Entries taken from a collection
=== Begin Enclosure ===

PR #1196, opened 2024-04-02
feat: dot chart can be converted to bar chart (PT-181915881)

emcelroy:
PT Story: https://www.pivotaltracker.com/story/show/181915881


kswenson (changes requested):
👍 Functionality is impressive -- as you suggested there are some architectural considerations. I made some suggestions in comments below. See what you think and let me know if you want to touch base to discuss further.

kswenson (approved):
👍 Looks good -- nice refactor on the data tip code! I added a commit to tweak some of the type definitions. Otherwise, everything looks good.

PR #1197, opened 2024-04-03
187354366 v3 DI Global Requests

tealefristoe:
PT Story: https://www.pivotaltracker.com/story/show/187354366

This PR makes v3 handle `get`, `create`, and `update` `global`, as well as `get` `globalList`, requests from plugins.

These requests are handled a bit differently from v2 in some ways.
- `create global` requests will fail for duplicate global names. The error message in this case is "globals must have unique names".
- Non-string names included in `create global` requests are converted into strings.
- `create` and `update global` will fail for non-number values. The error message in this case is "global values must be numbers".
  - We try to convert the value into a number before failing here, which makes values like `"2"` and `[2]` work, but `"a"` and `[2,3]` fail.
- `get globalList` seems to be broken in v2, always returning `{ success: false }` with no error message! I've set it up to work as it seems intended in v3, returning a list of all global values.


bfinzer (approved):
👍🏻LGTM

v3/src/data-interactive/handlers/global-handler.ts
```diff
@@ -0,0 +1,61 @@
...
+  create(_resources: DIResources, values?: DIValues) {
+    const { document } = appState
+    const globalManager = getGlobalValueManager(getSharedModelManager(document))
+    const { name, value } = values as DIGlobal
+
+    const _value = Number(value ?? kDefaultSliderValue)
+    if (isNaN(_value)) return illegalValueResult
+
+    const globalSnapshot = {
+      name: (name ?? globalManager?.uniqueName() ?? kDefaultSliderName).toString(),
```
kswenson, line 21:
```suggestion
      name: (name || globalManager?.uniqueName() || kDefaultSliderName).toString(),
```
We shouldn't allow empty strings, either.

v3/src/data-interactive/handlers/global-handler.ts
```diff
@@ -0,0 +1,61 @@
...
+const illegalValueResult = { success: false, values: { error: t("V3.DI.Error.globalIllegalValue") } } as const
+
+export const diGlobalHandler: DIHandler = {
+  create(_resources: DIResources, values?: DIValues) {
+    const { document } = appState
+    const globalManager = getGlobalValueManager(getSharedModelManager(document))
+    const { name, value } = values as DIGlobal
+
+    const _value = Number(value ?? kDefaultSliderValue)
+    if (isNaN(_value)) return illegalValueResult
```
kswenson, line 18:
```suggestion
    if (!isFinite(_value)) return illegalValueResult
```
I would use `isFinite` here to prevent infinities as well.

v3/src/data-interactive/handlers/global-handler.ts
```diff
@@ -0,0 +1,61 @@
...
+    }
+  },
+  update(resources: DIResources, values?: DIValues) {
+    const { document } = appState
+    const { global } = resources
+    const { value } = values as DIGlobal
+    if (!global || !value) return { success: false, values: { error: t("V3.DI.Error.globalNotFound") } }
+
+    const _value = Number(value)
+    if (isNaN(_value)) return illegalValueResult
```
kswenson, line 52:
```suggestion
    if (!isFinite(_value)) return illegalValueResult
```
I would use `isFinite` here to prevent infinities as well.

kswenson (approved):
👍 Looks good -- just a few nits to pick 😉

PR #1198, opened 2024-04-03
feat: count adornment shows count per bin (PT-187233618)

emcelroy:
[[#187233618](https://www.pivotaltracker.com/story/show/187233618)]

These changes ensure that when points are grouped into bins and the Count/Percent adornment is activated, there is an instance of the adornment per region defined by the bin boundaries.

**Note:** The updated comments mention that it _should not_ be possible to have movable values present when points are grouped into bins, but that currently _is_ possible in V3. I believe that's essentially a bug. When points are binned in V2, Count/Percent is the only adornment available. In V3 you have the option to activate all the univariate plot adornments. I think fixing that should be a separate piece of work. If you agree, I will create a separate story for that.


v3/src/components/graph/adornments/count/count-adornment-component.tsx
```diff
@@ -35,13 +36,24 @@ export const CountAdornment = observer(function CountAdornment(props: IAdornment
...
   const [displayCount, setDisplayCount] = useState(<div>{textContent}</div>)
 
+  const subPlotRegionBoundaries = useCallback(() => {
+      // Sub plot regions can be defined by either bin boundaries when points are grouped into bins, or by
+      // instances of the movable value adornment. It should not be possible to have both bin boundaries and
+      // movable values present at the same time.
+      if (graphModel.pointDisplayType === "bins") {
+        const { binWidth, minBinEdge, maxBinEdge, totalNumberOfBins } = graphModel.binDetails()
+        return [
+          ...Array.from({ length: totalNumberOfBins }, (_, i) => minBinEdge + i * binWidth),
```
kswenson, line 48: Clever -- probably worth a comment, however, since the syntax is not immediately obvious.

v3/src/components/graph/adornments/count/count-adornment-component.tsx
```diff
@@ -109,21 +130,22 @@ export const CountAdornment = observer(function CountAdornment(props: IAdornment
...
         // set showPercent to false if attributes change to a configuration that doesn't support percent
-        const shouldShowPercentOption = !!dataConfig?.categoricalAttrCount || adornmentsStore.subPlotsHaveRegions
+        const shouldShowPercentOption = !!dataConfig?.categoricalAttrCount || adornmentsStore.subPlotsHaveRegions ||
+                                        graphModel.pointDisplayType === "bins"
         if (!shouldShowPercentOption && model?.showPercent) {
           model.setShowPercent(false)
         }
      }, { name: "CountAdornment.refreshPercentOption"}, model)
-  }, [adornmentsStore.subPlotsHaveRegions, dataConfig, model])
+  }, [adornmentsStore.subPlotsHaveRegions, dataConfig, graphModel.pointDisplayType, model])
```
kswenson, line 148:
```suggestion
  }, [adornmentsStore, dataConfig, graphModel, model])
```
If the `subPlotsHaveRegions` or `pointDisplayType` properties change we want the `autorun` to trigger rather than being reinstalled.

v3/src/components/graph/models/graph-data-configuration-model.ts
```diff
@@ -414,10 +414,11 @@ export const GraphDataConfigurationModel = DataConfigurationModel
     })
   }))
   .views(self => ({
-    casesInRange(min: number, max: number, attrId: string, cellKey: Record<string, string>) {
+    casesInRange(min: number, max: number, attrId: string, cellKey: Record<string, string>, inclusiveMax = true) {
       return self.subPlotCases(cellKey)?.filter(caseId => {
         const caseValue = self.dataset?.getNumeric(caseId, attrId)
-        if (isFiniteNumber(caseValue) && caseValue >= min && caseValue <= max) {
+        const upperRangeBoundary = inclusiveMax ? max : max - 0.000001
```
kswenson, line 420: These sorts of hard-coded offsets always make me nervous. Seems like it would be better as a percentage, e.g. max * 0.999999 because then at least it would be less resistant to magnitude effects.

v3/src/components/graph/adornments/count/count-adornment-component.tsx
```diff
@@ -60,27 +72,36 @@ export const CountAdornment = observer(function CountAdornment(props: IAdornment
...
-      // If there are no movable values present, we just show a single case count.
+      // If there are no bin boundaries or movable values present, we just show a single case count.
       setDisplayCount(<div>{textContent}</div>)
       return
     }
 
     const regionCountParams: IRegionCountParams = {
       cellKey,
       dataConfig,
+      inclusiveMax: graphModel.pointDisplayType !== "bins",
```
kswenson, line 93: Worth a comment here. I take it the idea is that movable value counts are inclusive while bin counts are exclusive? I trust that's the v2 behavior? A priori I might have expected both to be exclusive.

kswenson (changes requested):
👍 Generally looks good -- just a few suggestions.

v3/src/components/graph/adornments/count/count-adornment-component.tsx
emcelroy: @kswenson I think it's true only regions defined by movable values are inclusive. Maybe I'm thinking about it wrong and/or using the wrong terminology, though. Below is a screenshot from V2. With movable values, if a point has the same value as one of the movable values, it's included in the count for the region whose upper boundary is defined by that movable value. With bins, if a point's value matches a bin boundary, it's placed in the bin whose lower boundary is defined by that bin. Does that all seem to make sense with the use of `inclusiveMax` here? Or do you think it needs to be adjusted somehow?

image
(My mouse cursor is hovering over the point in the "50,60" bin in the rightmost graph to show that its value is 50.)

kswenson: I was just suggesting a comment, which you've added, and making sure you'd checked the v2 behavior, which it seems you have.

kswenson (approved):
👍 Changes LGTM

v3/src/components/graph/models/graph-data-configuration-model.ts
```diff
@@ -414,10 +414,11 @@ export const GraphDataConfigurationModel = DataConfigurationModel
     })
   }))
   .views(self => ({
-    casesInRange(min: number, max: number, attrId: string, cellKey: Record<string, string>) {
+    casesInRange(min: number, max: number, attrId: string, cellKey: Record<string, string>, inclusiveMax = true) {
       return self.subPlotCases(cellKey)?.filter(caseId => {
         const caseValue = self.dataset?.getNumeric(caseId, attrId)
-        if (isFiniteNumber(caseValue) && caseValue >= min && caseValue <= max) {
+        const upperRangeBoundary = inclusiveMax ? max : max * 0.999999
```
bfinzer, line 420: I think that rather than choosing an arbitrary multiplier (0.999999), it would be better to change the comparison.
const isLessThan = inclusiveMax ? caseValue <= upperRangeBoundary : caseValue < upperRangeBoundary
That way you don't have problems when values are very close to an upper boundary.

bfinzer (approved):
👍🏻LGTM with one small suggestion

emcelroy:
The latest changes implement Bill's suggestion for changing the comparison in `casesInRange`, and ensure the counts' font size auto-adjusts to fit smaller bin sizes. Regarding the latter, there appears to be a bug with the bin calculation that can sometimes make it seem like the count adornments aren't placed correctly. There is [a separate PT story](https://www.pivotaltracker.com/story/show/187398205) about fixing the bin calculations.

bfinzer:
I agree that getting rid of the non-applicable univariate plot options in the presence of a binned plot should be a separate story.

bfinzer (approved):
👍🏻LGTM

kswenson (approved):
👍 Changes look good

PR #1199, opened 2024-04-03
Fix slider axis missing numeric scale bug

bfinzer:
[#187333857] Bug fix: Missing numbers on Slider axis

* In `useSubAxis` the displayModel must return `true` for `hasDraggableNumericAxis` in the slider context. We fix this by having the default data display model defer to a passed in axis model.


emcelroy (approved):
Looks good -- thanks!

PR #1200, opened 2024-04-04
Use y attribute name for function plot label

bfinzer:
[#187152587] Feature: The label for a plotted function in a scatterplot uses the name of the attribute on the y-axis

* In `PlottedFunctionAdornmentBanner` we pull out the name of the first attribute on the y-axis to use as a label.
* We format so that the label is limited to just a portion of the function banner space and gets elided as needed.


emcelroy (approved):
Looks good 👍

PR #1201, opened 2024-04-04
187367138 v3 DI selectionList

tealefristoe:
PT Story: https://www.pivotaltracker.com/story/show/187367138

This PR makes CODAP v3 handle basic create, get, and update selectionList requests.

Collection related features are not implemented in this PR. That includes:
- Only true cases are handled, not pseudo-cases.
- `collectionName` and `collectionID` are not included in `get selectionList` responses.
- Cases are not filtered by the collection included in the API request.


v3/src/data-interactive/handlers/selection-list-handler.ts
```diff
@@ -0,0 +1,50 @@
+import { IDataSet } from "../../models/data/data-set"
+import { t } from "../../utilities/translation/translate"
+import { registerDIHandler } from "../data-interactive-handler"
+import { DIHandler, DIResources, DIValues } from "../data-interactive-types"
+
+const unknownDataContextResult =
+  { success: false, values: { error: t("V3.DI.Error.dataContextUnknown")} } as const
```
kswenson, line 7: Couldn't we just use `V3.DI.Error.dataContextNotFound` here?

kswenson (approved):
👍 LGTM -- just one thought/suggestion

v3/src/data-interactive/handlers/selection-list-handler.ts
tealefristoe: I was staying true to v2 here, but I agree that it would be better to be consistent with error messages. I'll go ahead and switch to `dataContextNotFound`.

=== End Enclosure ===

■ **Your objective**
Search the data above for the string "must". Report every line where it is found.

■ **Finished task**
- `create global` requests will fail for duplicate global names. The error message in this case is "globals must have unique names".
- `create` and `update global` will fail for non-number values. The error message in this case is "global values must be numbers".
* In `useSubAxis` the displayModel must return `true` for `hasDraggableNumericAxis` in the slider context. We fix this by having the default data display model defer to a passed in axis model.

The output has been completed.